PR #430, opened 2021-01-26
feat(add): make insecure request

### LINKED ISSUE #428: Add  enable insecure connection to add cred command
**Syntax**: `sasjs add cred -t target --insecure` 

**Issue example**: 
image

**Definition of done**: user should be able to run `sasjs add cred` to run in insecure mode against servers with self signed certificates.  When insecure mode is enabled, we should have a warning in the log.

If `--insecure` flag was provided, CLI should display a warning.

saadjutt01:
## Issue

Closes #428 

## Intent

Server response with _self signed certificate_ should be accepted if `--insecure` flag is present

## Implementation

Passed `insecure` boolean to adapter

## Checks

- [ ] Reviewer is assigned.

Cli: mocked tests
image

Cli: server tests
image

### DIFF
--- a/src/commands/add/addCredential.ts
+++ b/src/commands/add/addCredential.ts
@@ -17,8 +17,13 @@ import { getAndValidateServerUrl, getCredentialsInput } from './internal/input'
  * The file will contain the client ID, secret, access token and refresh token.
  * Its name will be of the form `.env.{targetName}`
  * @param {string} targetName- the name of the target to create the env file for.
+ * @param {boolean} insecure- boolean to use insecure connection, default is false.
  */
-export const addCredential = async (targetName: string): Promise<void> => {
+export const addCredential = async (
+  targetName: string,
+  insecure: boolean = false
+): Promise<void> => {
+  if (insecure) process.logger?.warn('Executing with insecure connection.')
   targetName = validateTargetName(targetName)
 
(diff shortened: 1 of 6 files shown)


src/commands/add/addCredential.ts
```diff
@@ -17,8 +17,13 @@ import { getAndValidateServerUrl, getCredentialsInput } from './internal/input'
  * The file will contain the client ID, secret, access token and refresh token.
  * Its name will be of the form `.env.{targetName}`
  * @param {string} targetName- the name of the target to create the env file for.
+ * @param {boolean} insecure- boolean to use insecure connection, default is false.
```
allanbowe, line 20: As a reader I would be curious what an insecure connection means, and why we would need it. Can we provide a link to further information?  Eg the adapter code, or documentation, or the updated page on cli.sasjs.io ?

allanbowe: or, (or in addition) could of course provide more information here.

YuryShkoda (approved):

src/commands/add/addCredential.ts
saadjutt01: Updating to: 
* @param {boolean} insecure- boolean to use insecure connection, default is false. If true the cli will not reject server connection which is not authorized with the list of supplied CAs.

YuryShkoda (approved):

* * *

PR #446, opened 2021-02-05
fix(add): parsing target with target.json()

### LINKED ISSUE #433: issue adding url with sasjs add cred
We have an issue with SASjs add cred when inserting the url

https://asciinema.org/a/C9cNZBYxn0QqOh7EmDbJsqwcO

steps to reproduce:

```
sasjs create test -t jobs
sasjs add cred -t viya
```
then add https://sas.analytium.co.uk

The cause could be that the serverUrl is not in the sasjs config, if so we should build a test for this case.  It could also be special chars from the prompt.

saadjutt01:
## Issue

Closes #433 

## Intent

--

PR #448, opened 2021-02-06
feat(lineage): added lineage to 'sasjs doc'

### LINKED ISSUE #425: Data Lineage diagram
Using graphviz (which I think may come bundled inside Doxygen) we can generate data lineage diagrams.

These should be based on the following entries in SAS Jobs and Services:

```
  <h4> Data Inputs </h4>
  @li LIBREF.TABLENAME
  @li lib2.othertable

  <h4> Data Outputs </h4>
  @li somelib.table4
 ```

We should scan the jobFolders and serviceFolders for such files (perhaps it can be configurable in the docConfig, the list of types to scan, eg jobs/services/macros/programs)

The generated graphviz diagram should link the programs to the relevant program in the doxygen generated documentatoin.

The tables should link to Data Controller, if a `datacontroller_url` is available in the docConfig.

WHAT IS REQUIRED: Going through the records above line by line, count those that hold the word "opened", and answer with the number only.

RESULT OF THE EXERCISE: 3